PR #278, opened 2024-08-09
Implement NewRowid

gvos94:
Fixes https://github.com/penberg/limbo/issues/275

PR #7984, opened 2026-07-23
core/translate: recheck uniqueness when REPLACE delete fires triggers

### LINKED ISSUE #7975: REPLACE with delete trigger re-inserting the key corrupts UNIQUE index
When a `REPLACE` deletes a conflicting row and a delete trigger (here via `ON DELETE CASCADE` on a child table) re-inserts the same key, the uniqueness of the re-inserted row is never re-checked. The statement succeeds, a UNIQUE column ends up with duplicate values, and the unique index is corrupt.

SQLite rejects the statement with `UNIQUE constraint failed: p1.b`.

## Repro

```sql
PRAGMA recursive_triggers = true;
PRAGMA foreign_keys = 1;
CREATE TABLE p1 (a, b UNIQUE);
CREATE TABLE c1 (c, d REFERENCES p1(b) ON DELETE CASCADE);
CREATE TRIGGER tr6 AFTER DELETE ON c1 BEGIN INSERT INTO p1 VALUES(4, 1); END;
INSERT INTO p1 VALUES(1, 1);
INSERT INTO c1 VALUES(2, 1);
REPLACE INTO p1 VALUES(3, 1);
SELECT * FROM p1;
PRAGMA integrity_check;
```

SQLite: the `REPLACE` fails with `UNIQUE constraint failed: p1.b`, `p1` still contains `(1, 1)`.

Turso (debug build, fae58dc3e):

```
4|1
3|1
non-unique entry in index sqlite_autoindex_p1_1
```

Two rows with `b = 1` despite the UNIQUE constraint, and `PRAGMA integrity_check` reports the index as corrupt.

## Related variants

The simpler recursive-trigger variants from the upstream conformance suite also lose the expected error, although they don't corrupt the index (the trigger's insert appears to be dropped silently instead):

```sql
PRAGMA recursive_triggers = true;
CREATE TABLE t0 (c0,c1);
CREATE UNIQUE INDEX i0 ON t0(c0);
INSERT INTO t0(c0,c1) VALUES(123,1);
CREATE TRIGGER tr0 AFTER DELETE ON t0 BEGIN INSERT INTO t0 VALUES(123,2); END;
REPLACE INTO t0(c0,c1) VALUES(123,3);
-- SQLite: UNIQUE constraint failed: t0.c0
-- Turso: succeeds, t0 = (123,3)
```

Found by `sqlite/conformance/upstream/insert.test` (insert-16.1, 16.2, 16.4, 16.6, 16.7, and the insert-17.x family, which covers the same pattern for rowid and multi-UNIQUE tables).

roboturso:
When REPLACE conflict resolution deletes a conflicting row, that delete
can run trigger programs that re-insert the same key: FK ON DELETE
actions can cascade into child tables and fire their triggers, and (in
SQLite, with recursive_triggers enabled) DELETE triggers on the table
itself fire. Turso never re-checked uniqueness after the delete and
eagerly inserted the new index entry anyway, so the statement succeeded
with duplicate values in a UNIQUE column and integrity_check reported a
non-unique entry in the index.

Fix this in the INSERT REPLACE path by re-probing the constraint after
the conflicting-row delete whenever that delete may have fired trigger
programs, aborting with the usual UNIQUE-constraint error on a recheck
conflict (SQLite resolves recheck conflicts with OE_Abort instead of
OE_Replace). The recheck covers unique indexes (NoConflict re-probe),
the rowid PK path (NotExists re-check), and a final rowid probe before
the table Insert so a trigger that consumed a precomputed NewRowid
raises "UNIQUE constraint failed: t.rowid" instead of being silently
overwritten.

To match SQLite's rule that REPLACE deletes fire DELETE triggers if and
only if recursive triggers are enabled, implement PRAGMA
recursive_triggers as a per-connection flag (previously it was silently
ignored) and fire BEFORE/AFTER DELETE triggers around the REPLACE
conflict delete when it is set, including a re-seek that skips the
delete if a BEFORE trigger already removed the row.

Tests: sqlite-sqltests/replace-delete-trigger-reinsert-unique.sqltest
(also under --mvcc), full sqlite-sqltests and turso-sqltests suites,
cargo test -p turso_core -p core_tester, and manual differential checks
against sqlite3 for the upstream insert-16.x/17.x variants.

Fixes #7975

### DIFF
--- a/COMPAT.md
+++ b/COMPAT.md
@@ -245,7 +245,7 @@ avoid this window.
 | PRAGMA query_only                | ✅ Yes        |                                              |
 | PRAGMA quick_check               | ✅ Yes        |                                              |
 | PRAGMA read_uncommitted          | ❌ No         |                                              |
-| PRAGMA recursive_triggers        | ❌ No         |                                              |
+| PRAGMA recursive_triggers        | ✅ Yes        | Controls whether REPLACE conflict deletes fire DELETE triggers; trigger self-recursion is not supported |
 | PRAGMA reverse_unordered_selects | ❌ No         |                                              |
 | PRAGMA schema_version            | ✅ Yes        | For writes, emulate defensive mode (always noop)|
 | PRAGMA secure_delete             | ❌ No         |                                              |
--- a/core/connection.rs
+++ b/core/connection.rs
@@ -464,6 +464,8 @@ pub struct Connection {
     pub(super) is_mvcc_bootstrap_connection: AtomicBool,
     /// Whether pragma foreign_keys=ON for this connection
     pub(super) fk_pragma: AtomicBool,
+    /// Whether pragma recursive_triggers=ON for this connection
+    pub(super) recursive_triggers_pragma: AtomicBool,
     pub(crate) fk_deferred_violations: AtomicIsize,
     /// Number of active top-level write statements on this connection.
     ///
@@ -1845,6 +1847,21 @@ impl Connection {
 
     pub fn foreign_keys_enabled(&self) -> bool {
         self.fk_pragma.load(Ordering::Acquire)
+    }
+
+    /// Set PRAGMA recursive_triggers for this connection. Like in SQLite,
+    /// this controls whether REPLACE conflict-resolution deletes fire DELETE
+    /// triggers. Unlike SQLite, Turso's trigger programs are compiled
+    /// non-recursively, so a trigger never re-fires itself regardless of
+    /// this setting.
+    pub fn set_recursive_triggers_enabled(&self, enable: bool) {
+        self.recursive_triggers_pragma
+            .store(enable, Ordering::Release);
+        self.bump_prepare_context_generation();
+    }
+
+    pub fn recursive_triggers_enabled(&self) -> bool {
+        self.recursive_triggers_pragma.load(Ordering::Acquire)
     }
 
     pub fn set_check_constraints_ignored(&self, ignore: bool) {
--- a/core/database.rs
+++ b/core/database.rs
@@ -2334,6 +2334,7 @@ impl Database {
             short_column_names: AtomicBool::new(true),
             enable_load_extension: AtomicBool::new(self.can_load_extensions()),
             fk_pragma: AtomicBool::new(false),
+            recursive_triggers_pragma: AtomicBool::new(false),
             fk_deferred_violations: AtomicIsize::new(0),
             n_active_writes: AtomicI32::new(0),
             n_active_root_statements: AtomicI32::new(0),
--- a/core/lib.rs
+++ b/core/lib.rs
@@ -2340,6 +2340,7 @@ impl Database {
             short_column_names: AtomicBool::new(true),
             enable_load_extension: AtomicBool::new(self.can_load_extensions()),
             fk_pragma: AtomicBool::new(false),
+            recursive_triggers_pragma: AtomicBool::new(false),
             fk_deferred_violations: AtomicIsize::new(0),
             n_active_writes: AtomicI32::new(0),
             n_active_root_statements: AtomicI32::new(0),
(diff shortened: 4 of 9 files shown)


roboturso:
Addressing CI failure 1 (check #89141489841 `run-fuzz-tests`, failure):

This is the known pre-existing `arithmetic_expression_fuzz_mvcc` stack-overflow flake, not a regression from this PR — it's already tracked in open issues #6655 and #7226 (both filed before this branch, with the identical failure signature on other commits).

I reproduced the CI failure locally at the CI seed (`SEED=1784790534772 FUZZ_MULTIPLIER=0.5`) and root-caused it: the overflow happens while translating generated query #278, `SELECT + ~ ~ ~ - + - (- (+ + ((~ + -6 & ~ 5)))) & -1` — a pure arithmetic SELECT with no tables, triggers, FKs, or pragmas involved. gdb shows ~20 recursive `translate_expr` frames at ~110KB each (debug build) exhausting the test thread's ~2MiB stack; the parser's `MAX_EXPR_DEPTH = 100` bound (commit 8011555c6) is far too high to protect that configuration, so any query nesting ~19 levels crashes regardless of branch. The fuzz seed is time-derived (milliseconds at test start), so hitting a crashing seed is luck-of-the-clock — any branch running at that instant would generate the same query.

Nothing in this PR's diff (INSERT REPLACE conflict handling, `recursive_triggers` pragma, connection flag, parser enum variant) is on the SELECT expression-translation path. On this branch the full fuzz binary (all 144 tests, `FUZZ_MULTIPLIER=0.5`) passes locally with a fresh seed, and the PR's regression test passes. A proper fix (e.g. `stacker::maybe_grow` in `translate_expr` or tightening the depth bound) belongs with #6655/#7226 rather than being bundled into this fix; I've included the crashing seed, minimal query, and frame-size analysis here so it can be carried over to those issues.

penberg:
@claude review

roboturso:

Did a full self-review pass on the branch. Verified the recheck logic against SQLite's `sqlite3GenerateConstraintChecks`/`sqlite3GenerateRowDelete`: the `replace_delete_may_fire_triggers` gate matches SQLite's `pTrigger || sqlite3FkRequired(...)` condition (for DELETE, `FkRequired` checks both parent- and child-side FKs, so `has_child_fks` is correct), recheck conflicts abort like OE_Abort, and REPLACE-delete triggers run with OE_Replace orconf. Ran differential checks against sqlite3 for FK cascade, BEFORE/AFTER DELETE re-inserts, BEFORE-trigger self-delete, RAISE(IGNORE), precomputed-NewRowid consumption, and pragma get/set — all match (the only differences found are pre-existing: CLI error-prefix formatting and Turso's trigger engine never compiling a trigger into itself). Two fixes from the review: updated COMPAT.md, which still listed `PRAGMA recursive_triggers` as unsupported, to ✅ with a note that trigger self-recursion is not supported; and added a doc comment on `Connection::set_recursive_triggers_enabled` documenting that caveat. Regression test passes (normal + --mvcc), full sqlite-sqltests suite passes (9736), `cargo test -p turso_core`, fmt, and workspace clippy are clean.

roboturso:
Addressing CI failure 1 (check #89152759920 `Run benchmark (nightly, triggers)`, failure):

Investigated the `Run benchmark (nightly, triggers)` failure and could not reproduce it: both `cargo bench -p turso_core --bench triggers -- --test` and the CI-matching `cargo bench -p turso_core --bench triggers --features codspeed -- --test` run every benchmark body to completion on this branch. Nothing in the diff is reachable from `core/benches/triggers.rs` — the uniqueness recheck only activates on REPLACE with DELETE triggers/FK actions present, and `PRAGMA recursive_triggers` defaults to off, while the benchmark uses plain INSERT/DELETE. The job is also marked `continue-on-error: true` in `codspeed.yml` and runs through the external CodSpeed action, so this looks like a flaky/infrastructure failure rather than a regression; no code change was made and a re-run should clear it.

roboturso:

penberg:

penberg:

· · · · ·

**What is needed:**
Return exactly the lines that run from the top of the listing above to the line containing "### LINKED ISSUE", please, keeping both end lines and leaving out everything else.

**Solution to this problem:**
PR #278, opened 2024-08-09
Implement NewRowid

gvos94:
Fixes https://github.com/penberg/limbo/issues/275

PR #7984, opened 2026-07-23
core/translate: recheck uniqueness when REPLACE delete fires triggers

### LINKED ISSUE #7975: REPLACE with delete trigger re-inserting the key corrupts UNIQUE index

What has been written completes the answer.